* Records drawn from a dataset
○ ○ ○ ○ ○

PR #9056, opened 2020-09-29
Mouse wheel control for FreeCamera and derivatives.

mrdunk:
Considering the UniversalCamera is the default camera now i was surprised by the lack of functionality when it comes to controlling it.
I loosely based this new implementation on `followCameraMouseWheelInput.ts` which i wrote ~2 years ago but have tried to address some shortcomings in that implementation:
1) Better scaling between browser implementations; Most notably Firefox which unlike most other browsers uses text lines as a scroll unit, not pixels like nearly all the other browsers..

○ ○ ○ ○ ○

* Task requirements
Say every entry again, exactly as it reads.

* Response below
PR #9056, opened 2020-09-29
Mouse wheel control for FreeCamera and derivatives.

mrdunk:
Considering the UniversalCamera is the default camera now i was surprised by the lack of functionality when it comes to controlling it.
I loosely based this new implementation on `followCameraMouseWheelInput.ts` which i wrote ~2 years ago but have tried to address some shortcomings in that implementation:
1) Better scaling between browser implementations; Most notably Firefox which unlike most other browsers uses text lines as a scroll unit, not pixels like nearly all the other browsers..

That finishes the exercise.